Honda places the Fit's USB port in the least convenient spot on the dashboard.

Josh Miller/CNET

At this basic level, audio sources include a USB/iPod connection that enables MP3/WMA playback. However, Honda has chosen to put the USB connection pigtail on the passenger wall of the upper glove compartment, which is as far away from the driver as is physically possible while still being located on the dashboard. Plugging in a USB key, even while parked, was a serious reach for me. Any farther away and it'd be outside of the car!

The rest of the standard audio sources include a single-slot CD player that also decodes MP3/WMA, AM/FM radio, and an analog auxiliary input. Missing from this list are a satellite radio option and HD Radio decoding, which you can probably live without.

Our fully loaded Fit Sport came equipped with the Honda Satellite Linked Navigation, an all-in-one option that adds a hard-drive-based navigation system to the dashboard with a touch-screen interface. This system is reasonably fast and features a pretty good voice command system that extends beyond navigation to basic audio controls and hands-free calling. However, the graphics are pixelated, jagged, and simple, and street names are difficult to read on the screen. The system lacks spoken street names while navigating and traffic data of any sort. Obviously, it also lacks any sort of connected features such as Google or Bing destination search.

We've been saying the Honda's navigation system could use an upgrade for years now.

Josh Miller/CNET

It's not all bad, the navigation system.

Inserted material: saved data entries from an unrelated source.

PR #808, opened 2017-08-21
Add two-fer exercise

kytrinyx:
This adds the exercise that replaced the old conditional version of Hello World.

I also added the Example Test here. I considered using _only_ an example test, but figured I'd play it safe and go with what we used to have for Hello World.

I did not add the testVersion–we're going to be able to get rid of this book-keeping in the near future, and my fingers are crossed hoping that we won't need to update two-fer in the meantime.

This gives us a fairly gentle ramp-up:

- `hello-world`:, just wire everything together and get a test passing
- `two-fer`: some more explanatory comments in in the stub file and an example test
- `leap`: introduce `testVersion`

### DIFF
--- a/config.json
+++ b/config.json
@@ -20,6 +20,17 @@
       ]
     },
     {
+      "uuid": "dc4ad67d-0fe4-0880-5a13-3aebb8759bcc3095de1",
+      "slug": "two-fer",
+      "core": true,
+      "unlocked_by": null,
+      "difficulty": 1,
+      "topics": [
+        "Control-flow (conditionals)",
+        "Strings"
+      ]
+    },
+    {
       "uuid": "52582415-8f7f-4ac5-857f-5c160ec48134",
       "slug": "hamming",
       "core": true,
--- a/exercises/two-fer/README.md
+++ b/exercises/two-fer/README.md
@@ -1,0 +1,66 @@
+# Two Fer
+
+`Two-fer` or `2-fer` is short for two for one. One for you and one for me.
+
+```
+"One for X, one for me."
+```
+
+When X is a name or "you".
+
+If the given name is "Alice", the result should be "One for Alice, one for me."
+If no name is given, the result should be "One for you, one for me."
+
+
+## Test-Driven Development
+
+As programmers mature, they eventually want to test their code.
+
+Here at Exercism we simulate [Test-Driven
+Development](http://en.wikipedia.org/wiki/Test-driven_development) (TDD), where
+you write your tests before writing any functionality. The simulation comes in
+the form of a pre-written test suite, which will signal that you have solved
+the problem.
+
+It will also provide you with a safety net to explore other solutions without
+breaking the functionality.
+
+### A typical TDD workflow on Exercism:
+
+1. Run the test file and pick one test that's failing.
+2. Write some code to fix the test you picked.
+3. Re-run the tests to confirm the test is now passing.
+4. Repeat from step 1.
+5. Submit your solution (`exercism submit /path/to/file`)
+
+## Instructions
+
+Submissions are encouraged to be general, within reason. Having said that, it's
+also important not to over-engineer a solution.
+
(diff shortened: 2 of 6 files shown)


config.json
```diff
@@ -20,6 +20,17 @@
       ]
     },
     {
+      "uuid": "dc4ad67d-0fe4-0880-5a13-3aebb8759bcc3095de1",
+      "slug": "two-fer",
+      "core": false,
```
robphoenix: Do you want to leave this exercise out of the new core structure?

I think with these changes it would be good to have this as the second `core` exercise, and `leap` as the third, making sure that any exercises unlocked by them don't contain anything not already explained.

If you want to merge this as is, I'd be happy to update the config.json file and any changes to exercises that might result?

kytrinyx: I was actually thinking that this would be a nice "bonus" exercise that you get as soon as you submit Hello World.

By not including it as core and not having it be unlocked by anything, it's immediately available to work on in addition to Leap.

robphoenix: My only concern with having this as a bonus rather than a core exercise, is it contains info introducing a couple of things, stubs and example tests, and that these may get bypassed if the exercise doesn't need completing, does that make sense? 

> once you click on "complete" for hello world, you would also have Leap available.

Would this be with Leap as the second core exercise, or as another `bonus` exercise.
Currently the core structure for the first two exercises is this
```
hello-world
hamming
  +-- leap
  +-- gigasecond
```

> a nice "bonus" exercise

Yes, I think we could have a couple more of those, maybe `gigasecond` and `bob`, I'll look into it, I can think of a couple of changes to the config.json already now the structure is starting to settle in my head.

kytrinyx: > My only concern with having this as a bonus rather than a core exercise, is it contains info introducing a couple of things, stubs and example tests, and that these may get bypassed if the exercise doesn't need completing

Oh! Yeah, totally. That is an excellent point. You just changed my mind.

kytrinyx: Or... how about sticking the example test in one of the other core exercises? And then also introducing stubs in the first core exercise after Hello World?

robphoenix: Interestingly I've just been reading through https://github.com/exercism/v2-feedback/issues/36
and I'm going to update the config.json to include more side exercises.

kytrinyx: Yeah, this thread has really emphasized for us how important the side exercises are.

We're going to need to do actual product design work to make sure we're never blocking our power users, but even for non-power users the side exercises are going to be really central.

robphoenix: > how about sticking the example test in one of the other core exercises

Yep, I think only exercise with example tests currently is `clock`, so it could even be odd to have this big explanation of example tests and then not have any. The example tests in `clock` were added because the exercise was confusing, maybe for now we could add the note to that exercise and then move it to an earlier core exercise if we add more example tests?

> introducing stubs in the first core exercise after Hello World?

Yep, I think `two-fer` should be the second core exercise, and then we can rejig the next few, make a few of them bonus exercises. I can open a PR for that tomorrow.

robphoenix: Just so I'm clear in my head about the bonus exercises, those that are `core:false, unlocked_by:null` are available as soon as `hello-world` has been submitted? Is that any different to having them be `unlocked_by: hello-world`?

kytrinyx: > Yep, I think two-fer should be the second core exercise

ten four. I'll make the change!

> Is that any different to having them be unlocked_by: hello-world?

Slightly. If they're unlocked_by: null then you get them as soon as you submit hello world. If they are unlocked by hello world, then you have to go through the completion ritual first, before you get them.

We should probably have a few of each.

kytrinyx:
Alrighty. Updated this to be the second core exercise.

config.json
robphoenix: > We should probably have a few of each.

sweet, will do, I'll get on it in the morning.

robphoenix:
Excellent, thanks @kytrinyx! :tada: 
I'll merge it in.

This option is the only way to get Bluetooth hands-free calling or A2DP stereo audio streaming in your Fit Sport, but spending $1,780 on a whole navigation system just to be able to make hands-free calls seems a bit, well, silly.

In sum
The 2012 Honda Fit Sport with Navigation is a trim level that gets you pretty much every option outside of all-season floor mats and other dealer-installed trinkets. Pricing is simple here, $19,690 plus a $790 destination charge brings you to our as-tested price of $20,480.

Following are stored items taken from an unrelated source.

PR #809, opened 2017-08-21
leap: explain testVersion

kytrinyx:
In a separate pull request, I'm simplifying hello-world. That removed
the explanation of what testVersion is.

This adds it to leap exercise so that people get the explanation.

### DIFF
--- a/exercises/leap/leap_test.go
+++ b/exercises/leap/leap_test.go
@@ -2,11 +2,15 @@ package leap
 
 import "testing"
 
-// Define a function with the following signature:
-// IsLeapYear(int) bool
-
+// targetTestVersion is used to ensure that a solution is only evaluated
+// against the correct version of the test suite.
 const targetTestVersion = 3
 
+// TestTestVersion compares the targetTestVersion defined above with
+// a testVersion value.
+// This is a common convention throughout the Go Exercism track.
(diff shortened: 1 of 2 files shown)


exercises/leap/leap_test.go
```diff
@@ -2,17 +2,23 @@ package leap
...
+// To make a test like this test pass, define 'testVersion' in your solution.
+// We've done this for you in the ./leap.go file provided.
 func TestTestVersion(t *testing.T) {
 	if testVersion != targetTestVersion {
 		t.Fatalf("Found testVersion = %v, want %v", testVersion, targetTestVersion)
 	}
 }
 
+// Define a function with the following signature:
+// IsLeapYear(int) bool
```
robphoenix: I'm not sure this is necessary as the function signature is already defined in the stub file. https://github.com/exercism/go/blob/master/exercises/leap/leap.go#L5

And, in fact, I think the  [comment within the function](https://github.com/exercism/go/blob/master/exercises/leap/leap.go#L6) could probably be got rid of as it is introduced in `two-fer`.

kytrinyx: Yeah, agreed. I'm going to go ahead and drop both.

PR #811, opened 2017-08-22
gen: change x-common references to problem-specifications

robphoenix:


robphoenix:
This is a simple change, and I could use it to update some of the exercises while I'm making changes to the `config.json` so I hope no-one minds but I'm going to go ahead and merge this on green.

Issue #703, opened 2017-06-30
Clarify problem statement for error-handling


tleen:
Based on [user feedback](http://exercism.io/submissions/dcbbef5ad09e447fb261ba8a13bc211b) and my own experience, the problem definition for error-handling can use some clarification. This is actually a fairly tricky topic at this stage if you are new to Go and I think in this case a little more hand-holding will be helpful.

I'll handle this one, but am open to feedback first. Should it be explained more?

robphoenix:
I've just attempted this exercise and while it's fundamentally not that complicated, the explanation is utterly confusing and doesn't help clarify the problem and expected solution in any way. I think #707 goes a long way to rectify this, :+1: @tleen
I've made some notes as I was doing the exercise, knowing you recently opened this issue. I think I have a couple of things to add, and I'd like to move the commentary into the README. I'll try and get it done over the weekend, but it might not be til Tuesday.

tleen:
:+1: I've been trying to go through the track as a newbie (which I am) and seeing where suddenly things get weird/hard. It is a valuable way of experiencing things. This exercise is a jump. In nextercism this may be rectified, but for now I think shepherding is a good approach to keep people from just giving up completely.

Thus far when I look at solutions I look for:

- can I do this? - can I figure out the problem quickly from what is available via docs
- common approaches - is it obvious how to handle this and a good number of solutions don't go that way
- blatant copies - copying the example.go file (perhaps with  a simple str replace) to move on
- give ups - pure submissions with no attempt to solve the problem

This problem hit a lot of those buttons and I think moving explanations to the README will be that much more helpful. Now that we have a new way to modify local READMEs we should shift the test commentary to those. #728 should eventually move to README too.

PR #838, opened 2017-08-31
error-handling: move detailed exercise description to README

### LINKED ISSUE #833: error-handling: improve documentation
From https://github.com/exercism/go/issues/829#issuecomment-324587887

>  it's just a little confusing, with some clearer explanation in the README it could be easier to digest. So :+1: with the caveat that the documentation is improved.

tleen:
Originally added for #703, moved the longer description for the
exercise to the README using the new `.meta/` files enabled via
`configlet` v3+. Links have been moved into markdown format, some
language has been updated as well.

Resolves #833

### DIFF
--- a/exercises/error-handling/.meta/description.md
+++ b/exercises/error-handling/.meta/description.md
@@ -1,19 +1,39 @@
 Implement various kinds of error handling and resource management.
 
-An important point of programming is how to handle errors and close resources even if errors occur.
+An important point of programming is how to handle errors and close resources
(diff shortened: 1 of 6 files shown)


tleen:
I still think we should have a simpler error handling exercise in core, early on, that introduces the idiomatic handling pattern of:

```
if foo, err := bar(); e != nil {
//process foo
```
This exercise is good, but perhaps tries to do too much with panics and type assertions on errors.

PR #840, opened 2017-09-03
Improve Handshake Benchmark Test

dustingraham:
It would seem to be a better speed analysis of the routine if we try more than just `Handshake(31)`

This is especially true when you consider there could be two code paths, or significant overhead depending on how the reverse functionality is handled.

I suspect do not need to bump the `targetTestVersion` since the test cases remain the same.

### DIFF
--- a/exercises/secret-handshake/secret_handshake_test.go
+++ b/exercises/secret-handshake/secret_handshake_test.go
@@ -28,7 +28,10 @@ func TestHandshake(t *testing.T) {
 }
 
 func BenchmarkHandshake(b *testing.B) {
+	var j uint
 	for i := 0; i < b.N; i++ {
-		Handshake(31)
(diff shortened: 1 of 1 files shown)


exercises/secret-handshake/secret_handshake_test.go
```diff
@@ -28,7 +28,10 @@ func TestHandshake(t *testing.T) {
 }
 
 func BenchmarkHandshake(b *testing.B) {
+	var j uint
 	for i := 0; i < b.N; i++ {
-		Handshake(31)
+		for j = 0; j < 32; j++ {
```
leenipper: Consider, more simply:
> for j := uint(0); j < 32; j++ {

since j is needed only inside the for loop, and then we can drop the var outside.

dustingraham:
Thanks @leenipper, updated.

PR #1026, opened 2018-01-19
exercises: update several generators for problem specifications input change

ilmanzo:
fix to generators for the new problem specification input format

### DIFF
--- a/exercises/anagram/cases_test.go
+++ b/exercises/anagram/cases_test.go
@@ -1,8 +1,8 @@
 package anagram
 
 // Source: exercism/problem-specifications
-// Commit: a0f7663 anagram: Update json for new "input" policy (#1036)
-// Problem Specifications Version: 1.1.0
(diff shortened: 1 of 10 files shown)


exercises/anagram/cases_test.go
```diff
@@ -20,23 +20,6 @@ var testCases = []struct {
...
-		expected: []string{
-			"tan"},
-	},
-	{
-		description: "does not detect false positives",
-		subject:     "galea",
-		candidates: []string{
-			"eagle"},
-		expected: []string{},
-	},
```
leenipper: When a generator update causes test cases to drop out, it is probably best to use a separate PR for that one exercise, and note in the commit log that test cases changed.  But not a problem. Just a note for future practice.

ilmanzo: ok! Thanks for pointing it out :)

However, I'd recommend that you skip the Navigation trim level, since it's so dated anyway, and use the $1,780 you save to roll your own cabin tech with an aftermarket receiver. Consider the manual gearbox if you want to really have fun with the Fit and save a few bucks ($850, to be exact) on the front end, since forgoing the tech gives you that option, but don't feel bad for choosing the automatic.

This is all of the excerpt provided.